### Work request
Beginning with the first line below, please repeat the material exactly, ending with the line that includes "-59,7 +59,7 @@".

Segment Start: Entries provided

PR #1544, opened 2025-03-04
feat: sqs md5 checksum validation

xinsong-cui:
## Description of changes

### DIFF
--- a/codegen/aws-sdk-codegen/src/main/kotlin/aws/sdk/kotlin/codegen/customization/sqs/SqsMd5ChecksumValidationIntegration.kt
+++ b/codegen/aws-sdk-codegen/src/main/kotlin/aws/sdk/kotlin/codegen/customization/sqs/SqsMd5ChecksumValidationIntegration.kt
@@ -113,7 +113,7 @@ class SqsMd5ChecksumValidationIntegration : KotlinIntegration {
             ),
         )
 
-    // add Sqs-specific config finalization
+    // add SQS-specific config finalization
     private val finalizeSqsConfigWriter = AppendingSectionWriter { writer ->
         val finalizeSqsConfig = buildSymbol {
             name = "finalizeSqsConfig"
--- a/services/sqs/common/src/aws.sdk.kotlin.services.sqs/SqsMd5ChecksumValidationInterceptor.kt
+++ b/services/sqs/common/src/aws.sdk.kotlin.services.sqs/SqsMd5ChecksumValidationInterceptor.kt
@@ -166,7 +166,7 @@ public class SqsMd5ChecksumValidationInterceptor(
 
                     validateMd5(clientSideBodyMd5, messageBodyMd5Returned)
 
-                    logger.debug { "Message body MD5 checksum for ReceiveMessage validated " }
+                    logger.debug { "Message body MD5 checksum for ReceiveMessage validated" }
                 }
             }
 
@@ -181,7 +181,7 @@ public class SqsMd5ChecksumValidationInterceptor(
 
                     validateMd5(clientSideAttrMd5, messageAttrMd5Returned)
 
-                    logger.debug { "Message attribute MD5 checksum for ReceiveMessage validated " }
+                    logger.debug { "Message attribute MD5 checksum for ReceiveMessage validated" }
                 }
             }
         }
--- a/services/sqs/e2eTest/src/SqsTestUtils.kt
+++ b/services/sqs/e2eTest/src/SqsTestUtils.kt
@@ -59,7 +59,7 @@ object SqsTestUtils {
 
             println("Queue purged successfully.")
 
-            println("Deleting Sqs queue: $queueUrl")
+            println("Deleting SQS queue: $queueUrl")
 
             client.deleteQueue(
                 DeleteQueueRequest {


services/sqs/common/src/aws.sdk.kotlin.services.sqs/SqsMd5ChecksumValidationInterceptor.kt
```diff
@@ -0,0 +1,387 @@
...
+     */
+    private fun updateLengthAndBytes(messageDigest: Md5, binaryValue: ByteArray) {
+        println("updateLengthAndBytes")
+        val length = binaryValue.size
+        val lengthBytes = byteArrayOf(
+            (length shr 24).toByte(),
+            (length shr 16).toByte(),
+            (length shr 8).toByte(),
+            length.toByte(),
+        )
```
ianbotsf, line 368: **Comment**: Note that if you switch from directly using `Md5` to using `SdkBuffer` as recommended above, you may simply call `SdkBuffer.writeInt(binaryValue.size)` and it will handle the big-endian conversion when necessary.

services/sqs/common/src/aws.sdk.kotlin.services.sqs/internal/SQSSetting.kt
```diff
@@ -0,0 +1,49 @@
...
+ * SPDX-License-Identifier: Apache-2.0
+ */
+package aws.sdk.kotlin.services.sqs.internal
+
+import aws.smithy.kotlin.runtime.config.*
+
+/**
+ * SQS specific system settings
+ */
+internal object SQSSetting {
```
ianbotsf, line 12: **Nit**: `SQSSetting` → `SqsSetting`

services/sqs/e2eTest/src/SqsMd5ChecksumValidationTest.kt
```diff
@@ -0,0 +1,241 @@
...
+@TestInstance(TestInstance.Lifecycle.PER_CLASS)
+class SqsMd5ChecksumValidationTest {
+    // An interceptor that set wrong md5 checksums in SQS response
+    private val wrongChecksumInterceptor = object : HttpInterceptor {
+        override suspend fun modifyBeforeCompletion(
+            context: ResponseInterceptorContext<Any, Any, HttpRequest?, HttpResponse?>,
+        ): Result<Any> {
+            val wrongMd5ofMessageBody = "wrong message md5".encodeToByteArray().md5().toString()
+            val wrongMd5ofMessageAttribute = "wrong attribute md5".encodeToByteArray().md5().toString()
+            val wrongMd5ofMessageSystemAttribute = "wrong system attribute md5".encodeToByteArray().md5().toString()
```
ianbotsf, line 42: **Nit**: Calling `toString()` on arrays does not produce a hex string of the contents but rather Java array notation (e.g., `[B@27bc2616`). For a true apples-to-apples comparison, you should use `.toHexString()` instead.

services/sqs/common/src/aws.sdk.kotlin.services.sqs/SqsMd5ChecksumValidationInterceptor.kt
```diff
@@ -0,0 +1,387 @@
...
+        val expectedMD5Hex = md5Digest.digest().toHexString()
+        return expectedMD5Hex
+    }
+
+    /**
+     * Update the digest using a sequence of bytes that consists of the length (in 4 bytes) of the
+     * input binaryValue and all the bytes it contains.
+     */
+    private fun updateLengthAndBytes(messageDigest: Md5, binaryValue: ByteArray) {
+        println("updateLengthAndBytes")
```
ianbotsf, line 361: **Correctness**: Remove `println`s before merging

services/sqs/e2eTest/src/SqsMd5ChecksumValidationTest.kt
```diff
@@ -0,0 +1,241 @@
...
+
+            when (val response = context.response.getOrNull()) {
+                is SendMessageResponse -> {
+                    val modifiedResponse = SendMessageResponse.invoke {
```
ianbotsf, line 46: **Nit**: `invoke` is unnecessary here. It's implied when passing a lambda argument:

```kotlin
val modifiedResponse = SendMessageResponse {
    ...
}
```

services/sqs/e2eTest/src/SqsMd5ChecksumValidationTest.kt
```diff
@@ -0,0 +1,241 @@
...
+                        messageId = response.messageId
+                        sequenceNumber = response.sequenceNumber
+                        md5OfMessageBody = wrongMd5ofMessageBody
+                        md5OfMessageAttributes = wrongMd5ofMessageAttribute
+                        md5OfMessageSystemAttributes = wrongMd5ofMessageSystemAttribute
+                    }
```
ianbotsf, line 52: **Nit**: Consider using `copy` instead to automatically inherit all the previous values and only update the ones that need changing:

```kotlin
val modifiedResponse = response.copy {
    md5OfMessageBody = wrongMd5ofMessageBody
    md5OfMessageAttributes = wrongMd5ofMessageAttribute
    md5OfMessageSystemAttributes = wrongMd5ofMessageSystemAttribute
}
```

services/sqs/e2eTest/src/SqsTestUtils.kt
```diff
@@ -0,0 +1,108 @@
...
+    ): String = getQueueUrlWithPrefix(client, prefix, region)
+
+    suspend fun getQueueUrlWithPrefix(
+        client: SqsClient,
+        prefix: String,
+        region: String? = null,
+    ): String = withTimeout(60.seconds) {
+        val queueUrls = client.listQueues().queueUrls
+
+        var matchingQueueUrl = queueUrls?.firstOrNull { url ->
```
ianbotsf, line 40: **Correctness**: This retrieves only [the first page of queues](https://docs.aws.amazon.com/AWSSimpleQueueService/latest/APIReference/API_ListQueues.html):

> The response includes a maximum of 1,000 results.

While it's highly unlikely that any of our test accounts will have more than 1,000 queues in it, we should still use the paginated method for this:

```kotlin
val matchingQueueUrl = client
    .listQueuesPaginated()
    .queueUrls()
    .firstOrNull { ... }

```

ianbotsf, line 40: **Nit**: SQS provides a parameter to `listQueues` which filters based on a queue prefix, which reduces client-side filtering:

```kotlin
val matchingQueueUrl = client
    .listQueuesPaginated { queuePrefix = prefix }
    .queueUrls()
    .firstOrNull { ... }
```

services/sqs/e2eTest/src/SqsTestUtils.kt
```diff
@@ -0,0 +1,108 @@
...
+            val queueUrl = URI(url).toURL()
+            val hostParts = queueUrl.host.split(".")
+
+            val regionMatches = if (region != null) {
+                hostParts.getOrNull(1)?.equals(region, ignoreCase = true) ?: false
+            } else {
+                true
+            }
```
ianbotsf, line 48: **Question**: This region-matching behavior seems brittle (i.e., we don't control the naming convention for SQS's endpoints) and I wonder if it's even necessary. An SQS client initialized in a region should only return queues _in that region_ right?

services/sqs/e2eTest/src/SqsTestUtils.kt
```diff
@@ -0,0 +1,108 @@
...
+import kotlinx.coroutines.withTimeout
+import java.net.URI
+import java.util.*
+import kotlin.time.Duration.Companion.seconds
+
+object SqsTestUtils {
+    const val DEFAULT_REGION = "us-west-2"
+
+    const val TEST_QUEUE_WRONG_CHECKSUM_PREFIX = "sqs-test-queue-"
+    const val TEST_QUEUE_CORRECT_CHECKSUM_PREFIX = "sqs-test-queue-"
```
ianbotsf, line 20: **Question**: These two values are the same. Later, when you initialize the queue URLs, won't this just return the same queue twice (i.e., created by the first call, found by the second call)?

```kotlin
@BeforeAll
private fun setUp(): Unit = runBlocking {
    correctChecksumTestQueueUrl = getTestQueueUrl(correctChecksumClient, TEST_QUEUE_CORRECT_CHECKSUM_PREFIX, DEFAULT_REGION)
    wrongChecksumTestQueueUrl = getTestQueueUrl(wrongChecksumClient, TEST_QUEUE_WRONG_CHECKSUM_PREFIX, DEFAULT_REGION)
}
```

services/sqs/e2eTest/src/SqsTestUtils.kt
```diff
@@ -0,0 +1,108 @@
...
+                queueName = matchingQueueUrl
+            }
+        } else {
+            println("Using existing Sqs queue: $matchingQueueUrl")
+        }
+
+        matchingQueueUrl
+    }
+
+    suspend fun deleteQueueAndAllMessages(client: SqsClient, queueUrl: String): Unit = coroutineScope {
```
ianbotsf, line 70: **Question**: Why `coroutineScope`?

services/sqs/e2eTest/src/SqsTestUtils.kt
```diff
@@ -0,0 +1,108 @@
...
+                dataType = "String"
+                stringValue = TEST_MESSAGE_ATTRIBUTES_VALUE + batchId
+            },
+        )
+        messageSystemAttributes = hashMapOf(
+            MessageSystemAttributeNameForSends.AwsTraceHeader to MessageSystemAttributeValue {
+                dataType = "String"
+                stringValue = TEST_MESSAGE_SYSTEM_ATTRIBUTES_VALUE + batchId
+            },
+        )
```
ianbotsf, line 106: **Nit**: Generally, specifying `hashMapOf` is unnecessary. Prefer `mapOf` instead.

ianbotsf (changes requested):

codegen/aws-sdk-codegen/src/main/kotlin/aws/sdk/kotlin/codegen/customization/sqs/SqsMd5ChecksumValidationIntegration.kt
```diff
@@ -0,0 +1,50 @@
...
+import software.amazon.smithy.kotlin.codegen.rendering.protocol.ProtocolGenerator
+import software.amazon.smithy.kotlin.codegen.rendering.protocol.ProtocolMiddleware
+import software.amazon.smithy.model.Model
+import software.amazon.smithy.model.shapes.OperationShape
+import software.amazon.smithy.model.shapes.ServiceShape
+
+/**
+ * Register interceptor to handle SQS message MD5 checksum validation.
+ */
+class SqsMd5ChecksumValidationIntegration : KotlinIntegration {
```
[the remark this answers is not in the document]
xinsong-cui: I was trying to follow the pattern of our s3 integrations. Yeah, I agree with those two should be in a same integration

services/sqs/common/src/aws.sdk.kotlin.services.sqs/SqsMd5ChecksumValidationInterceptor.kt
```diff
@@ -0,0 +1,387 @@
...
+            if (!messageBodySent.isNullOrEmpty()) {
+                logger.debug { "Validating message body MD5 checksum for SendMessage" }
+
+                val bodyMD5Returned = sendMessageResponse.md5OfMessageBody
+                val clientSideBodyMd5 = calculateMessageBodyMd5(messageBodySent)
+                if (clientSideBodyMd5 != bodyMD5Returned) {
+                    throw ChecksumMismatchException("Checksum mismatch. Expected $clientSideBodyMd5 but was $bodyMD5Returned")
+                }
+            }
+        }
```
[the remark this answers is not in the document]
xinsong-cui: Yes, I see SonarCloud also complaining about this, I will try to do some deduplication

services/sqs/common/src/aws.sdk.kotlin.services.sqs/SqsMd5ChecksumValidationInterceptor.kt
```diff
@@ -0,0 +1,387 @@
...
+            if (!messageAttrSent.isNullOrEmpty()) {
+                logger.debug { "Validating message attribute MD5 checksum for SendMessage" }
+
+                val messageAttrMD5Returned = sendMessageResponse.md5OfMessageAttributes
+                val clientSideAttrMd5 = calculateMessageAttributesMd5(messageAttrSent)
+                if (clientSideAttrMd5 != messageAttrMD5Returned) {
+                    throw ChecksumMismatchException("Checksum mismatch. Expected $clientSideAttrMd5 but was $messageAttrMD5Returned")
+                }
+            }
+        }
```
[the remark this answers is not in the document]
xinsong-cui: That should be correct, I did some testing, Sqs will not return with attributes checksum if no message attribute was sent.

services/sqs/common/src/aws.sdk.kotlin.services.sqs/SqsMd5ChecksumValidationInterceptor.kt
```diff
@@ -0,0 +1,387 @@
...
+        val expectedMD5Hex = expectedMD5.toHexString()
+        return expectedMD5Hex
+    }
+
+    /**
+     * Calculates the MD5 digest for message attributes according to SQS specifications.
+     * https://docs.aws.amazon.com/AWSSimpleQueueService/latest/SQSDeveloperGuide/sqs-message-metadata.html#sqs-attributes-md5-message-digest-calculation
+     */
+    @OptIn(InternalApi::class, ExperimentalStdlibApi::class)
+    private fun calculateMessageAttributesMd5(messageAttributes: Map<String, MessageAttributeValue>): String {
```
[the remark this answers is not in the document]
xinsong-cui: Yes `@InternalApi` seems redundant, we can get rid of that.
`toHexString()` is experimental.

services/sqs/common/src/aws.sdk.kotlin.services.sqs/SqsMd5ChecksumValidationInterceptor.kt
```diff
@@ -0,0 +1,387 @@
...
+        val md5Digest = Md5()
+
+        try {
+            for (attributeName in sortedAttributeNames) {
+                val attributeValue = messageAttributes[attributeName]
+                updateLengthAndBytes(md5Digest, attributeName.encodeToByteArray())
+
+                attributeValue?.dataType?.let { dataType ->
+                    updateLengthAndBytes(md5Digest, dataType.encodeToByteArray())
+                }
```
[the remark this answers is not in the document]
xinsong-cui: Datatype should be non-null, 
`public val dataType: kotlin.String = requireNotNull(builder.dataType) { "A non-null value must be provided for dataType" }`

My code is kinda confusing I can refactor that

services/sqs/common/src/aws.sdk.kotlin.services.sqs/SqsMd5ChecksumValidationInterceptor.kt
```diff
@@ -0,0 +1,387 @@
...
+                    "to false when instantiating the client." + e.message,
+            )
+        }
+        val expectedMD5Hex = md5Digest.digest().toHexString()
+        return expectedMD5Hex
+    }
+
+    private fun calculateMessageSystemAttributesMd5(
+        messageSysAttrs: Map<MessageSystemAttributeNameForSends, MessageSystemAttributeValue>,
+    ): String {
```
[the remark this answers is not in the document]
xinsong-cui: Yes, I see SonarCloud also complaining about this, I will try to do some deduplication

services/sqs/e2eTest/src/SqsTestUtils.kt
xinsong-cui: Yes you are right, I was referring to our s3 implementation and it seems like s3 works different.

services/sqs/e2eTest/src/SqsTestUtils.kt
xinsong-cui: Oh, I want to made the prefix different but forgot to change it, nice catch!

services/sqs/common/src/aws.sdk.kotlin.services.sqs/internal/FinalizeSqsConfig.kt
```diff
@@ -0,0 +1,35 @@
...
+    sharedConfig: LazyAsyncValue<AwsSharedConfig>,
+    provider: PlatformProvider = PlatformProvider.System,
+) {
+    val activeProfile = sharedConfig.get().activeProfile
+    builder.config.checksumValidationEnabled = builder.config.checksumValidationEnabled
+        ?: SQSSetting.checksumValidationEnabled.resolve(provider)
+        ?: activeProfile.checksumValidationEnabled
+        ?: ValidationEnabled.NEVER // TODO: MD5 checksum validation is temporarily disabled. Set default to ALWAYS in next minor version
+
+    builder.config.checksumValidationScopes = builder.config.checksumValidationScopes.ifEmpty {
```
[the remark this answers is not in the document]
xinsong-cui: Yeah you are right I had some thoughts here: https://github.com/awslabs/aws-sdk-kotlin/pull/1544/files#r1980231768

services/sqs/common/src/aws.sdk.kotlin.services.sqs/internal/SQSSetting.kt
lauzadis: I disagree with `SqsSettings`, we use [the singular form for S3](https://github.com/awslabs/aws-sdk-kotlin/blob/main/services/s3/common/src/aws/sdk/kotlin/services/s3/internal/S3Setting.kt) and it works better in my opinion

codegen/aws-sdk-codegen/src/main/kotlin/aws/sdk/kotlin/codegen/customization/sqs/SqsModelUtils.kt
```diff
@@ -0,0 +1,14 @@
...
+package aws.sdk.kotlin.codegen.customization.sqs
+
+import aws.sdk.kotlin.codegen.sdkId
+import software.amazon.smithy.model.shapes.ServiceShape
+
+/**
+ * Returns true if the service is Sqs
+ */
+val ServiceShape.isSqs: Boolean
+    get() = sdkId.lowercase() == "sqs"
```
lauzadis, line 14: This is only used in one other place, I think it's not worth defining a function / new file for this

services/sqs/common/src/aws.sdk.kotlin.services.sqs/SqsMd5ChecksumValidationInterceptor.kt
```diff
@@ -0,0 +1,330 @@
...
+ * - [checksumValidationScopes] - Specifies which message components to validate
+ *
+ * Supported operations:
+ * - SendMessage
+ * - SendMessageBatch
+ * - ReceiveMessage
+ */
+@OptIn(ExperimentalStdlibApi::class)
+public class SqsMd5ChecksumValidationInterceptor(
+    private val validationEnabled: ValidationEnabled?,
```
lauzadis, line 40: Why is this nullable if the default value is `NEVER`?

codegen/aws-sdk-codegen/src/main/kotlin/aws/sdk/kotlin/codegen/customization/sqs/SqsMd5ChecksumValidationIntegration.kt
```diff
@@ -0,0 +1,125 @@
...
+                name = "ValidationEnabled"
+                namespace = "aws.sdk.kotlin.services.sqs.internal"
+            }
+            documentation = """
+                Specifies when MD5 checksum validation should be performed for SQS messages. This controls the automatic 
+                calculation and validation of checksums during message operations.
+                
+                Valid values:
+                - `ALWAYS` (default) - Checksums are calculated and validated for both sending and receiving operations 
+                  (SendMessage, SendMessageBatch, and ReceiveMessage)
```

Segment End: Entries provided

### Expected output
PR #1544, opened 2025-03-04
feat: sqs md5 checksum validation

xinsong-cui:
## Description of changes

### DIFF
--- a/codegen/aws-sdk-codegen/src/main/kotlin/aws/sdk/kotlin/codegen/customization/sqs/SqsMd5ChecksumValidationIntegration.kt
+++ b/codegen/aws-sdk-codegen/src/main/kotlin/aws/sdk/kotlin/codegen/customization/sqs/SqsMd5ChecksumValidationIntegration.kt
@@ -113,7 +113,7 @@ class SqsMd5ChecksumValidationIntegration : KotlinIntegration {
             ),
         )
 
-    // add Sqs-specific config finalization
+    // add SQS-specific config finalization
     private val finalizeSqsConfigWriter = AppendingSectionWriter { writer ->
         val finalizeSqsConfig = buildSymbol {
             name = "finalizeSqsConfig"
--- a/services/sqs/common/src/aws.sdk.kotlin.services.sqs/SqsMd5ChecksumValidationInterceptor.kt
+++ b/services/sqs/common/src/aws.sdk.kotlin.services.sqs/SqsMd5ChecksumValidationInterceptor.kt
@@ -166,7 +166,7 @@ public class SqsMd5ChecksumValidationInterceptor(
 
                     validateMd5(clientSideBodyMd5, messageBodyMd5Returned)
 
-                    logger.debug { "Message body MD5 checksum for ReceiveMessage validated " }
+                    logger.debug { "Message body MD5 checksum for ReceiveMessage validated" }
                 }
             }
 
@@ -181,7 +181,7 @@ public class SqsMd5ChecksumValidationInterceptor(
 
                     validateMd5(clientSideAttrMd5, messageAttrMd5Returned)
 
-                    logger.debug { "Message attribute MD5 checksum for ReceiveMessage validated " }
+                    logger.debug { "Message attribute MD5 checksum for ReceiveMessage validated" }
                 }
             }
         }
--- a/services/sqs/e2eTest/src/SqsTestUtils.kt
+++ b/services/sqs/e2eTest/src/SqsTestUtils.kt
@@ -59,7 +59,7 @@ object SqsTestUtils {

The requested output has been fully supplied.